The fingerprint reader was working fine before, then an update came, and no putting it somewhere down in the release notes does not “solve” the issue, much less forgetting to put it in the first place. FP broke a key feature and now they say “we are not going to fix it because of other companies”. Also the representative saying with many words “but you actually dont need the fingerprint reader (albeit many do)” is just beyond redicolous. This is and stays unacceptable and all this fan excuses only make the emotions about it more maddening, so please just stop. You are making it just worse… Anyway, as this issue demonstrates I cannot recommend but warn all my contacts about the FairPhone, with the states as is it seems to better to buy cheaper throw away phones, and for this it doesn’t matter if its FP own fault, or they are living in an industry environemnt that makes the requirements for the promises they are given in essence unfullfilable.


@ all I think we heard now all opinions about this and repeating one or the other will not change anything and everyone can draw their conclusion, so I would kindly ask to stop those repetitions from all ends.


in the beginning of october the google pixel 8 is coming.
i’ll buy it instead of FP5 so i can always tell for sure it’s googles fault… :crazy_face:


Hi all and should you be reading, hi Fairphone emplyees and business angels,

since the upgrade, apart from the whole business with the sensor:

  • phone is slower, in some cases much slower
  • screen blacks out erratically
  • i have no calling signal when dialling/calling people
  • i can’t change volume of certain signals
  • i couldn’t spot a single improvement in usability

This feels very normal, like completely similar to when I bought phones from Samsung or Apple! Congratulations are in order, I guess. As long as one can’t control the OS development, you have to kind of make do with whatever Google gives you, I guess. Sad, but it seems to be inevitable.

But also…

  • I am very disappointed to read messages that basically boil down to “our hardware provider messed up” instead of taking responsibility for your own actions and decisions
  • I absolutely don’t want any kind of sales messages, trying to sell me a new phone while I am still well within the all-important goal of stretching the usage out to six years. I am not being sarcastic, here. You sold me an idea, more than anything else. The idea that a phone can be fair to everyone from the people mining the resources to the end-users themselves who - guess what?! - can replace and repair individual components to ensure the longevity of the product.

Now, after this upgrade experience, when I read an e-mail saying “we know you are eyeing the Fairphone 5!” I wonder: Are you ok? What is the matter with you?
I am not!
I am eyeing my Fairphone 3 and I am sad to say with ever growing suspicion.

Your product is an idea. Don’t dispose of it as easily as you want me to with my FP3, apparently, judging from your sales e-mails.

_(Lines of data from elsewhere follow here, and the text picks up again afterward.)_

PR #659, opened 2021-11-12
Tweaks to favourite project UI

tjmw:
## What does this change?

I ❤️  the new favourite project feature in Riff Raff. This PR makes a couple of small tweaks to the UI:

### 1. Make it harder to favourite an empty project name

I'd like to have the UI only allow you to favourite when you've entered a "real" project name, but I think this incremental improvement is worth adding along the way.

Before:

After:

### 2. Make it harder to favourite duplicate projects

Before:

After:

## How to test

1. Try click the favourite star when the project name field is empty. The button should be disabled and a new favourite should not be added.

2. Favourite a project, then try favouriting the same project again. A duplicate should not be added.

## Accessibility

- [ ] [Tested with screen reader](https://guardian.github.io/source/?path=/docs/docs-06-accessibility--page#screen-readers)
- [ ] [Navigable with keyboard](https://guardian.github.io/source/?path=/docs/docs-06-accessibility--page#keyboard-navigation)
- [ ] [Colour contrast passed](https://guardian.github.io/source/?path=/docs/docs-06-accessibility--page#colour-contrast)
- [ ] [The change doesn't use only colour to convey meaning](https://guardian.github.io/source/?path=/docs/docs-06-accessibility--page#use-of-colour)

### DIFF
--- a/riff-raff/app/assets/javascripts/form-autocomplete.coffee
+++ b/riff-raff/app/assets/javascripts/form-autocomplete.coffee
@@ -85,6 +85,14 @@ $ ->
       source:serverUrl
       minLength:0
 
+    addFavouriteProjectButton = $('#add-favourite-project-button')
+    updateFavouriteButton = ->
+      projectInputIsEmpty = input.val().trim() == ''
+      addFavouriteProjectButton.prop('disabled', projectInputIsEmpty)
+
+    input.on('change', updateFavouriteButton)
+    input.on('keyup', updateFavouriteButton)
+
   $('#projectInput').blur updateDeployInfo
 
   $('#buildInput').each ->
@@ -126,7 +134,7 @@ $ ->
     elemProjectInput = $('#projectInput')
     selectedProject = elemProjectInput.val()
 
-    if selectedProject?
+    if selectedProject
       addFavourite(selectedProject)
 
   renderFavourites()
--- a/riff-raff/app/assets/javascripts/form-autocomplete.coffee
+++ b/riff-raff/app/assets/javascripts/form-autocomplete.coffee
@@ -21,25 +21,34 @@ updateDeployInfo = () ->
       $("[rel='tooltip']").tooltip()
   )
 
+readFavourites = () ->
+  JSON.parse(localStorage.getItem('favouriteProjects'))
+
+writeFavourites = (newFavourites) ->
+  localStorage.setItem('favouriteProjects', JSON.stringify(newFavourites))
+
 addFavourite = (project) ->
-  favourites = JSON.parse(localStorage.getItem('favouriteProjects'))
+  favourites = readFavourites()
   newFavourites =
     if favourites?
-      favourites.push(project)
+      projectAlreadyFavourited = favourites.includes(project)
+      if !projectAlreadyFavourited
+        favourites.push(project)
+
       favourites
     else
       [project]
-  localStorage.setItem('favouriteProjects', JSON.stringify(newFavourites))
+  writeFavourites(newFavourites)
   renderFavourites()
 
 deleteFavourite = (project) ->
-  favourites = JSON.parse(localStorage.getItem('favouriteProjects'))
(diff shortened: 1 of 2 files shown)


riff-raff/app/assets/javascripts/form-autocomplete.coffee
```diff
@@ -85,6 +94,13 @@ $ ->
       source:serverUrl
       minLength:0
 
+    addFavouriteProjectButton = $('#add-favourite-project-button')
+    updateFavouriteButton = ->
+      console.log("fave change")
+      addFavouriteProjectButton.prop('disabled', /^\s*$/.test(input.val()))
+    input.on('change', updateFavouriteButton)
+    input.on('keyup', updateFavouriteButton)
```
akash1810, line 102: What's this doing? My assumption is it's removing the `disabled` attribute?

tjmw: Yep that's correct. We're listening on the keyup event and calling the `updateFavouriteButton` callback when it happens (the callback is defined just above).

tjmw: To clarify further: in the callback we set the `disabled` prop of the button, depending on whether the project input is empty or not.

akash1810: 👍🏽  I'm a little confused by the regex - could we use [`removeAttribute`](https://developer.mozilla.org/en-US/docs/Web/API/Element/removeAttribute)? Or is this because this is coffeescript?

akash1810: > To clarify further: in the callback we set the `disabled` prop of the button, depending on whether the project input is empty or not.

Ah! Would something like this be clearer?

```js
addFavouriteProjectButton.disabled = input.val() === ""
```

mxdvl:
Just chiming in here to say that you can now embed `.mov` files in PRs directly, so it’s just `cmd+shift+5`!

riff-raff/app/assets/javascripts/form-autocomplete.coffee
tjmw: Ah yep we could definitely do that! No this isn't coffeescript specific I don't think, it's using [`prop` from jQuery](https://api.jquery.com/prop/#prop2) - old school! I quite like this approach as it doesn't require two branches (one for removing and one for adding), we take this approach elsewhere in the codebase too. Would this make it clearer do you think?

```suggestion
      projectInputIsEmpty = /^\s*$/.test(input.val())
      addFavouriteProjectButton.prop('disabled', projectInputIsEmpty)
    input.on('change', updateFavouriteButton)
    input.on('keyup', updateFavouriteButton)
```

tjmw: > addFavouriteProjectButton.disabled = input.val() === ""

Oops our last messages overlapped. Yep I like that approach 👍  The regex was a little extra check which meant you couldn't hit space a bunch of times and favourite _that_ project name, but maybe not worth the additional complexity added?

akash1810: > The regex was a little extra check which meant you couldn't hit space a bunch of times and favourite that project name

`input.val().trim()` would do the same thing and is clearer, at least to me, than regex in this instance.

tjmw: Ah yep that's much better, thanks for the suggestion.

tjmw: I've made this change. Setting `.disabled` directly doesn't seem to have the desired effect (I guess that is a CoffeeScript thing) so I've stuck with using `prop`.

akash1810 (approved):

mchv:
Great addition @tjmw 💎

I also think, other than just proving to an industry that what you did can be done (which is awesome!), in order to make a real impact on the business as a whole, you should be willing to win substantial market shares. You know? Make a dent in those cake diagrams!
The way to do that is to not sell a phone, but an idea, get people to dedicate themselves to it, in other words: Gain their trust.

And the only things with a dent in it right now is the protective case of my FP3 and my trust. Both are still working.

But I am eyeing both, like I said.
Please get it together, because I actually love(d) recommending you to friends and acquaintences and would love to take this up again.